Durante sus años en la universidad, los dos jóvenes tuvieron sus más y sus

menos; Musk tuvo que emplearse a fondo para que la relación no se rompiera.

«Era una chica muy molona, quedaba con los chicos más guais y no le interesaba

Elon —según Maye—. Aquello fue duro para él.» Musk fue detrás de alguna

que otra chica, pero una y otra vez volvía con Justine. Cuando ella se mostraba

fría con él, Musk respondía con su habitual demostración de fuerza. «Llamaba

insistentemente —recordaba Justine—. Sabías que era Elon porque el teléfono

nunca dejaba de sonar. No es un hombre que acepte un no por respuesta. No

puedes dejar de hacerle caso. Es como Terminator. Se fija en algo y dice: “Tiene

que ser mío”. Me fue ganando poco a poco.»

Musk estaba a gusto en la universidad. Se esforzó en dejar de parecer un

sabihondo y encontró a un grupo de personas que respetaban sus capacidades

intelectuales. Los estudiantes universitarios estaban menos inclinados a reírse o a

burlarse de él por sus contundentes opiniones sobre la energía, el espacio o

cualquier cosa que lo fascinara en aquel momento. Había encontrado a gente que

respetaba su ambición en vez de burlarse de ella, y aquel ambiente le daba alas.

Navaid Farooq, un canadiense criado en Ginebra, fue a parar a la residencia

universitaria para estudiantes de primer año donde estaba Musk en el otoño de

1990. Los dos se alojaban en la sección internacional, en la que cada alumno

canadiense compartía habitación con uno extranjero.

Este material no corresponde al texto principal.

PR #115, opened 2015-11-04
Adt add enabled flag v2

synfinatic:
Would be nice to use a single yaml file for multiple envs and pick certain stacks to deploy on a per-env basis.

### DIFF
--- a/stacker/actions/build.py
+++ b/stacker/actions/build.py
@@ -28,6 +28,22 @@ def should_update(stack):
     return True
 
 
+def should_submit(stack):
+    """Tests whether a stack should be submitted to CF for update/create
+
+    Args:
+        stack (stacker.stack.Stack): The stack object to check.
+
+    Returns:
+        bool: If the stack should be updated, return True.
+    """
+    if stack.enabled:
+        return True
+
+    logger.info("Stack %s is not enabled.  Skipping.", stack.name)
+    return False
+
+
 class Action(BaseAction):
     """Responsible for building & coordinating CloudFormation stacks.
 
@@ -122,8 +138,7 @@ class Action(BaseAction):
                                                      required_params,
                                                      provider_stack)
 
-        if not stack.enabled:
-            logger.info("Stack %s is not enabled.  Skipping.", stack.name)
+        if not should_submit(stack):
             return SKIPPED
 
         try:
--- a/stacker/actions/build.py
+++ b/stacker/actions/build.py
@@ -12,7 +12,7 @@ def should_update(stack):
     """Tests whether a stack should be submitted for updates to CF.
 
     Args:
-        stack (stacker.stack.Stack): The stack object to check.
+        stack (:class:`stacker.stack.Stack`): The stack object to check.
 
     Returns:
         bool: If the stack should be updated, return True.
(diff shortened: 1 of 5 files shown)


stacker/actions/build.py
```diff
@@ -122,6 +138,9 @@ def _launch_stack(self, stack, **kwargs):
                                                      required_params,
                                                      provider_stack)
 
+        if not should_submit(stack):
```
phobologic: This seems a little late to test for this - any reason not to do it right at the beginning, since you already have the stack?

phobologic:
Cool!  This is a feature we've been talking about here as well.  I'm actually curious how this works with other stack actions - like destroy, etc?  Will it lead to issues with those?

Musk venía a ser una

excepción a la norma, puesto que técnicamente era canadiense, pero apenas

sabía nada de su país. «Compartí cuarto con un chico de Hong Kong, un tipo

francamente agradable —recuerda Musk—. Atendía religiosamente a todas las

clases, lo que era de gran ayuda, porque yo asistía al menor número posible.»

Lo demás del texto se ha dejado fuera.